Under the 2011 lead rule monitoring is required for a minimum of one year at 15 additional airports that have been identified as having characteristics that could lead to ambient lead concentrations approaching or exceeding the lead NAAQS. Brookhaven (36-103-0024) and Republic (36-103-0005) airports in Suffolk County, New York have been designated as such. A 12-month monitoring study at Brookhaven Airport concluded in October, 2012 and all data were submitted to AQS. The Republic Airport monitoring did not start until October, 2012 due to protracted site lease negotiations.

8.2.5 Peace Bridge Air Quality Study

Partnering with the Buffalo and Fort Erie Public Bridge Authority (PBA), Bureau staff initiated an air quality study in the vicinity of the Peace Bridge in August, 2012. Two monitoring sites, one upwind (Front Park) and the other downwind (Busti Ave), were established for the measurement of fine particulate matter, elemental sulfur, metals, and black carbon. A meteorological station was also installed at the Busti Ave site. A six-month monitoring effort was concluded prior to the construction of the Plaza to establish baseline levels. A second six-month campaign will be carried out after the construction is completed.

8.2.6 Hurricane Sandy Clean-up Activities Monitoring

In response to air quality concerns in Hurricane Sandy recovery areas (lower Hudson Valley, New York City and Long Island), BAQS Albany and Region 2 staff established supplemental monitoring sites for continuous monitoring for PM2.5 beginning in November, 2012. Initially EPA provided 3 MetOne EBAM nephelometers that were installed at Mill Basin, Rockaway Beach, and Gerritsen Beach. Subsequently three more sites were added using DEC continuous gravimetric PM2.5 monitors (TEOM) at Lower Manhatten, Rockaway PS 114, and Midland Beach.
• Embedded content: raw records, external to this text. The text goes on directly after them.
Issue #4134, opened 2026-06-25
Documentation Ambiguity and Outdated Scripts for Updating Multi-Region Databases


andymilga:
I am currently setting up a Nominatim instance (v5.3) with multiple region imports and want to enable automatic updates. However, I've encountered significant difficulties due to unclear documentation and what appear to be outdated processes.

The Problem:

The official documentation for setting up a multi-region database with updates (https://nominatim.org/release-docs/latest/admin/Advanced-Installations/#importing-multiple-regions-with-updates) relies on two scripts from the utils directory: import_multiple_regions.sh and update_database.sh .

This approach presents several issues:

Outdated Scripts: These scripts appear to be legacy PHP scripts that are no longer compatible with the current command structure of Nominatim (e.g., nominatim import --continue). Their primary purpose seems to be orchestrating the download and merging of PBF files, but the underlying commands are outdated and fail.

Lack of Clarity on Update Mechanism: The documentation for multi-region updates is too brief. It states that update_database.sh will "get diffs from the replication server" but provides little detail on how this process works for multiple regions . For instance:
  - How does the script handle separate sequence.state files for each region?
  - How can this process be run continuously, similar to the nominatim replication command used for single-region setups ?

# PBF files in my project directory
europe-latest.osm.pbf (34.5 GB)
kazakhstan-latest.osm.pbf
kyrgyzstan-latest.osm.pbf
mongolia-latest.osm.pbf
tajikistan-latest.osm.pbf
turkmenistan-latest.osm.pbf
uzbekistan-latest.osm.pbf

# My import command (works fine)
nominatim import --osm-file europe-latest.osm.pbf --osm-file kazakhstan-latest.osm.pbf --osm-file kyrgyzstan-latest.osm.pbf --osm-file mongolia-latest.osm.pbf --osm-file tajikistan-latest.osm.pbf --osm-file turkmenistan-latest.osm.pbf --osm-file uzbekistan-latest.osm.pbf --threads $(nproc)

mtmail:
> These scripts appear to be legacy PHP scripts that are no longer compatible with the current command structure of Nominatim (e.g., nominatim import --continue). 

The script are shell scripts (`*.sh`), not PHP. I don't see `--continue` used in the scripts.

> Their primary purpose seems to be orchestrating the download and merging of PBF files, but the underlying commands are outdated and fail.

Downloading and merging PBF files is indeed required. Which failures did you see?

> How does the script handle separate sequence.state files for each region?

[...]

PR #4135, opened 2026-06-25
utils - documentation still mentioned PHP scripts

mtmail:
The documentation inside `utils/*.sh` script still mentioned old Nominatim commands. The scripts themselves were updated 5 years ago already.

My automatic linter added whitespace changes, too. I hope that's fine.

No AI used.

For https://github.com/osm-search/Nominatim/issues/4134 where I suspect an LLM might've gotten confused about PHP being mentioned.

### DIFF
--- a/utils/import_multiple_regions.sh
+++ b/utils/import_multiple_regions.sh
@@ -8,7 +8,7 @@
 
 #     *) Set up sequence.state for updates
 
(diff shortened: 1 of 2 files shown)


lonvia:
> I suspect an LLM might've gotten confused about PHP being mentioned.

Oh, that would be a good reason to keep the bad comments. ;)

Except for the Midland Beach site in Staten Island, monitoring at all other sites has been suspended as recovery activities have concluded.

8.3 Proposed Changes at Existing Sites

As part of the new requirements specified in the revised Monitoring Regulations Parts 53 and 58, a network assessment was performed to determine "if the network meets the monitoring objectives defined in appendix D to this part, whether new sites are needed, whether existing sites are no longer needed and can be terminated, and whether new technologies are appropriate for incorporation into the ambient air monitoring network." As a result of this exercise, NYSDEC is proposing the following modifications to the existing network.

8.3.1 PS 19

Discontinue redundant PM10 monitoring as there is already a monitor at the Division Street site. In January, 2013 DEC submitted to EPA requesting that clean data finding for New York County for the 1987 PM10 NAAQS be made. Data have demonstrated that New York County was in attainment of the PM10 NAAQS when EPA designated it as nonattainment in 1994, and has never had an exceedance of the NAAQS since being so designated.